Media Mention

Erik Baptist Discusses EPA’s Critical Use Exemption Process Under TSCA

Chemical Watch
August 3, 2020

Erik C. Baptist, partner in Wiley’s Environment & Product Regulation Practice, was quoted in a July 29 Chemical Watch article regarding requests for the U.S. Environmental Protection Agency (EPA) to consider exempting certain “critical uses” of chemicals from potential regulatory activity under the Toxic Substances Control Act (TSCA).

As Chemical Watch reported, Section 6(g) of TSCA allows the EPA to grant regulatory exemptions under certain conditions, such as when a chemical is considered “critical or essential” and no other feasible, safer alternative is available.

After requests from two companies and one federal agency for exemptions under this provision have arisen, similar requests are expected to grow as the EPA finalizes risk management evaluations for the first group of ten substances, according to Chemical Watch. One of the companies, the article noted, cited a lack of guidance from EPA when its exemption request was submitted.

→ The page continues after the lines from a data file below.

PR #2742, opened 2025-05-29
Fix: Supplemental Assessment Visibility - 2703

AlexZorkin:
- updated assessment visibility logic for draft supplemental scenarios.


hamed-valiollahi (approved):
Looks good to me! 👍

PR #2765, opened 2025-06-03
Fix: environment default patch

AlexZorkin:
- added patch for environment variable that was not getting set properly in the backend


prv-proton (approved):
Looks good 👍

PR #2785, opened 2025-06-06
Fix: Analyst Adjustment Logic - 2784 2781

AlexZorkin:
- updated return logic on analyst adjustments
- fixed delete button visibility logic


prv-proton (approved):
Looks good 👍

PR #2788, opened 2025-06-06
Feat: Editing Changelog Styling - 2782

AlexZorkin:
- styling updated for edit row to only highlight first cell
- tests updated


prv-proton (changes requested):
Not  able to update the existing rows in a government adjustment report. All the original rows have green background and disabled from editing.

prv-proton (changes requested):
Everything looks good, just for Delete, it doesn't highlight the entire row instead just the action cell is highlighted.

“EPA should set up an exemption process and tell affected stakeholders when they should submit their request for an exemption and the factors EPA will consider,” Mr. Baptist told Chemical Watch.

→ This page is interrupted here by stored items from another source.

Issue #2733, opened 2025-05-28
LCFS - Optimize Compliance Report Data Loading - Reduce Database Connection Hammering


AlexZorkin:
**Describe the task**
When opening a compliance report, the application currently makes 14+ separate API requests to load all the required data (fuel supplies, notional transfers, allocation agreements, fuel exports, other uses, final supply equipment, organization snapshots, etc.). This excessive number of requests is hammering our database connections and creating performance bottlenecks.

**Purpose**
- **Performance**: Reduce database connection overhead and improve page load times
- **Scalability**: Prevent database connection pool exhaustion under high load
- **User Experience**: Faster compliance report loading with fewer network round trips
- **Resource Optimization**: More efficient use of server resources and bandwidth

**Acceptance Criteria**
- [ ] Analyze current API request patterns when opening compliance reports
- [ ] Design consolidated API endpoints that combine related data fetching
- [ ] Implement a single endpoint for all schedule data (fuel supplies, notional transfers, allocation agreements, fuel exports, other uses, final supply equipment)
- [ ] Implement a separate endpoint for compliance report metadata and summary information
- [ ] Update frontend hooks and components to use the new consolidated endpoints
- [ ] Ensure data structure maintains compatibility with existing UI components
- [ ] Add proper error handling and loading states for the consolidated requests
- [ ] Verify that all existing functionality continues to work correctly
- [ ] Measure and document performance improvements (request count reduction, load time improvement)
- [ ] Update API documentation to reflect the new endpoints

**Additional context**
- Current API requests observed when opening a compliance report:
  - `/api/fuel-supply/list-all`
  - `/api/notional-transfers/list-all`
  - `/api/allocation-agreement/list-all`
  - `/api/fuel-exports/list-all`
  - `/api/other-uses/list-all`
  - `/api/final-supply-equipments/list-all`
  - `/api/organization_snapshot/:reportID`
  - `/api/reports/:reportID/summary`
  - Multiple table-options endpoints for each schedule type
  - Various other supporting data requests

**Technical Considerations**
- Maintain backward compatibility during transition period
- Ensure proper caching strategies for the consolidated endpoints
- Consider pagination for large datasets within the consolidated response
- Evaluate impact on existing frontend state management and React Query cache keys
- Review database query optimization opportunities when fetching related data together

**Estimated Impact**
- Reduce API requests from 14+ to 2-3 requests per compliance report load
- Improve page load performance by reducing network overhead
- Reduce database connection pressure and improve overall system scalability

PR #2789, opened 2025-06-07
Feat: LCFS - Optimize Compliance Report Data Loading - Reduce Database Connection Hammering

prv-proton:
#2733 
- Add caching and stale time to all retrieval react query hook components and invalidating in case of updates.
- Reduce notification api call to get count on every click, instead set fetch retrieval interval to 1 min.
- use zustand to store the compliance report fetch, as it is being use in multiple components.
- Modify in all ReportDetails child components to fetch the compliance report data from zustand store instead of making api calls.
- Since list-all API is fetching all rows for the schedule summary and changelog components, implement client-side pagination logic for them.
- Fix getRowID issues in FuelExports, OtherUses of AddEdit components.


frontend/src/hooks/useCurrentUser.js
```diff
@@ -11,22 +11,29 @@ export const useCurrentUser = () => {
...
+      setUser(userData) // Set user data in store on successful fetch
+      return userData
     },
     enabled: !!keycloak.authenticated && initialized,
     retry: false,
-    onSuccess: setUser,
-    onError: (error) => {
-      console.error('Error fetching current user:', error)
-    }
+    staleTime: 5 * 60 * 1000, // 5 minutes - data stays fresh for 5 minutes
```
AlexZorkin, line 23: hopefully this fixes it! 👍

AlexZorkin (approved):
This is quite comprehensive so I think we will have to all test this in dev and see how it performs. Nice overhaul 👍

The timing of the company’s request is not too late according to the TSCA statute, Mr. Baptist said. However – as noted in a recent Wiley alert – he said that companies hoping to win a critical use exemption, or anticipate future litigation, should consider the timing of their engagement with the EPA to be a crucial factor in achieving a positive outcome.

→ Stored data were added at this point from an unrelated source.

PR #2800, opened 2025-06-10
Fix: Notional transfer summary calculations

AlexZorkin:
- fixed notional transfer quarterly summary calculations
- tests updated


kevin-hashimoto (approved):
LGTM 👍🏻

PR #2816, opened 2025-06-11
Fix: LCFS - BUG - Empty schedules #2690

### LINKED ISSUE #2690: LCFS - BUG - Empty schedules
**Describe the Bug**  
When data is entered into one schedule, all other schedules unexpectedly appear as empty. This behavior is a recent change and was not the original intended functionality.

**Expected Behaviour**  
Schedules should retain and display their respective data independently of each other. Entering data into one schedule should not impact the visibility of other schedules.

**Actual Behaviour**  
Once data is added to any one schedule, all other schedules appear as empty.

Image

Image

prv-proton:
Fix #2690


AlexZorkin (approved):
👍

PR #2859, opened 2025-06-12
Feat: CR Excel Download Updates - 2774

AlexZorkin:
- Updated column sizing logic to be more dynamic
- Updated quarterly reports to display quarterly columns in download
- Tests


prv-proton (approved):
Looks good 👍

PR #2860, opened 2025-06-12
Feat: Transaction view status column refinement - 2624

### LINKED ISSUE #2624: LCFS - Transaction view table refinement
**Describe the task**
The status column on the transaction view table is not visible at first until you scroll across the AG grid. The Status column is maybe the most important information for transactions when we are reviewing them. It would be better to have this column be the first column on the furthest left side of the view table, similar to how other tables in the Portal are arranged. We could also reduce the width of the ID and Year columns to fit more information on the initial view of the table

Wireframe: 

Transaction view table refinement
(https://preview.uxpin.com/e0e2f15fc1b52987fd0287ad8c8103452dd16d60#/pages/206345755?mode=dm)

**Purpose**
Gives the most important information to the user in the first column to the left of the table and avoids them having to scroll across the page to see the status of the transaction.

**Acceptance Criteria**
- [ ] Move the "Status" column in the Transactions table to the far left.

Mr. Baptist pointed out that when reviewing a risk management rule, the court must find it unlawful and set it aside when the Agency’s decision “is not supported by substantial evidence in the rulemaking record, taken as a whole.”

Because the court will evaluate everything considered by the EPA, as well as public submissions in the administrative record, “establishing the risk management rulemaking record is vitally important when anticipating potential litigation,” Mr. Baptist said.